■ PROBLEM TO WORK ON:
This exercise calls for every record to be set down exactly.

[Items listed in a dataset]

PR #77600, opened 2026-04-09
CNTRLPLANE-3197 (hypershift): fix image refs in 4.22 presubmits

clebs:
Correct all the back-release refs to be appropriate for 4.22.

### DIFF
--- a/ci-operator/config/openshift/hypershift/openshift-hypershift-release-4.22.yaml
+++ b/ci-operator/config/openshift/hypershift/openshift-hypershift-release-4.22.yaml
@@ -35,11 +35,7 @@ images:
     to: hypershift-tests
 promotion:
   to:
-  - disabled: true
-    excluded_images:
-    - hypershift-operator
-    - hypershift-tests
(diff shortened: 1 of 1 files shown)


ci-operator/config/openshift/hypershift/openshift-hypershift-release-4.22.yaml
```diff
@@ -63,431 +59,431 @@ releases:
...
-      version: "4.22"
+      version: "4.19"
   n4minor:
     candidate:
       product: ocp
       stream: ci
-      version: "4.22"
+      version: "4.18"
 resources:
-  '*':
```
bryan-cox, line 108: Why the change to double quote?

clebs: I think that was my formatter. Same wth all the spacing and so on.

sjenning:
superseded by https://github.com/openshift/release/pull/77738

■ EXERCISE OUTPUT:
PR #77600, opened 2026-04-09
CNTRLPLANE-3197 (hypershift): fix image refs in 4.22 presubmits

clebs:
Correct all the back-release refs to be appropriate for 4.22.

### DIFF
--- a/ci-operator/config/openshift/hypershift/openshift-hypershift-release-4.22.yaml
+++ b/ci-operator/config/openshift/hypershift/openshift-hypershift-release-4.22.yaml
@@ -35,11 +35,7 @@ images:
     to: hypershift-tests
 promotion:
   to:
-  - disabled: true
-    excluded_images:
-    - hypershift-operator
-    - hypershift-tests
(diff shortened: 1 of 1 files shown)


ci-operator/config/openshift/hypershift/openshift-hypershift-release-4.22.yaml
```diff
@@ -63,431 +59,431 @@ releases:
...
-      version: "4.22"
+      version: "4.19"
   n4minor:
     candidate:
       product: ocp
       stream: ci
-      version: "4.22"
+      version: "4.18"
 resources:
-  '*':
```
bryan-cox, line 108: Why the change to double quote?

clebs: I think that was my formatter. Same wth all the spacing and so on.

sjenning:
superseded by https://github.com/openshift/release/pull/77738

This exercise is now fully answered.